[Records excerpted from a collection]
PR #1076, opened 2023-07-05
fix: Reset timers on flush

hermanschaaf:
This updates the ticker logic in the batch writers to reset the ticker when a flush happens. This is better, as it still guarantees that a message won't be delayed by more than batch_timeout, but we don't risk flushing a very small batch because we must flush at regular intervals either.

The choice of resetting _after_ the flush is deliberate: it means that the maximum amount of time between flushes is:

```
max_time = flush_time + batch_timeout
```

otherwise we could do:

```
max_time = batch_timeout
```

but if a flush were to then longer than the batch timeout, we can end up in a cycle of flushing again immediately after the previous flush finishes.

### DIFF
--- a/writers/batchwriter/batchwriter.go
+++ b/writers/batchwriter/batchwriter.go
@@ -122,8 +122,8 @@ func (w *BatchWriter) Close(context.Context) error {
 func (w *BatchWriter) worker(ctx context.Context, tableName string, ch <-chan *message.WriteInsert, flush <-chan chan bool) {
 	sizeBytes := int64(0)
 	resources := make([]*message.WriteInsert, 0, w.batchSize)
-	tick, done := writers.NewTicker(w.batchTimeout)
-	defer done()
+	ticker := writers.NewTicker(w.batchTimeout)
+	defer ticker.Stop()
 	for {
 		select {
 		case r, ok := <-ch:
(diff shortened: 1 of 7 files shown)


writers/streamingbatchwriter/streamingbatchwriter_test.go
```diff
@@ -379,9 +379,10 @@ func TestStreamingBatchUpserts(t *testing.T) {
 func waitForLength(t *testing.T, checkLen func(messageType) int, msgType messageType, want int) {
 	t.Helper()
 	lastValue := -1
+	timeout := time.After(5 * time.Second)
 	for {
 		select {
-		case <-time.After(time.Second):
+		case <-timeout:
 			t.Fatalf("timed out waiting for %v message length %d (last value: %d)", msgType, want, lastValue)
 		default:
```
hermanschaaf, line 387: There was a bug here that caused the test to hang indefinitely; moving the timeout up solves it

writers/batchwriter/batchwriter.go
```diff
@@ -122,8 +122,8 @@ func (w *BatchWriter) Close(context.Context) error {
 func (w *BatchWriter) worker(ctx context.Context, tableName string, ch <-chan *message.WriteInsert, flush <-chan chan bool) {
 	sizeBytes := int64(0)
 	resources := make([]*message.WriteInsert, 0, w.batchSize)
-	tick, done := writers.NewTicker(w.batchTimeout)
-	defer done()
+	ticker := writers.NewTicker(w.batchTimeout)
+	defer ticker.Stop()
```
disq, line 126: `ticker.Chan()` should also be closed in the defer. Could maybe add it in a `Stop()` wrapper since we only stop on defer and there would be no erroneous tick read in the `select`:

> Stop turns off a ticker. After Stop, no more ticks will be sent.
> Stop does not close the channel, to prevent a concurrent goroutine
> reading from the channel from seeing an erroneous "tick".

writers/mixedbatchwriter/mixedbatchwriter_test.go
```diff
@@ -214,6 +215,38 @@ func TestMixedBatchWriter(t *testing.T) {
 	}
 }
 
+type mockTicker struct {
```
disq, line 218: Maybe this can be moved to `writers` package next to ticker.go?

yevgenypats (approved):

### WHAT YOU WILL DO
Starting with the line that holds "(diff shortened: 1 of 7 files shown)" and ending with the line that holds "should also be", retype every line in the data above exactly, and nothing else.

### ANSWER TO THIS TASK
(diff shortened: 1 of 7 files shown)


writers/streamingbatchwriter/streamingbatchwriter_test.go
```diff
@@ -379,9 +379,10 @@ func TestStreamingBatchUpserts(t *testing.T) {
 func waitForLength(t *testing.T, checkLen func(messageType) int, msgType messageType, want int) {
 	t.Helper()
 	lastValue := -1
+	timeout := time.After(5 * time.Second)
 	for {
 		select {
-		case <-time.After(time.Second):
+		case <-timeout:
 			t.Fatalf("timed out waiting for %v message length %d (last value: %d)", msgType, want, lastValue)
 		default:
```
hermanschaaf, line 387: There was a bug here that caused the test to hang indefinitely; moving the timeout up solves it

writers/batchwriter/batchwriter.go
```diff
@@ -122,8 +122,8 @@ func (w *BatchWriter) Close(context.Context) error {
 func (w *BatchWriter) worker(ctx context.Context, tableName string, ch <-chan *message.WriteInsert, flush <-chan chan bool) {
 	sizeBytes := int64(0)
 	resources := make([]*message.WriteInsert, 0, w.batchSize)
-	tick, done := writers.NewTicker(w.batchTimeout)
-	defer done()
+	ticker := writers.NewTicker(w.batchTimeout)
+	defer ticker.Stop()
```
disq, line 126: `ticker.Chan()` should also be closed in the defer. Could maybe add it in a `Stop()` wrapper since we only stop on defer and there would be no erroneous tick read in the `select`:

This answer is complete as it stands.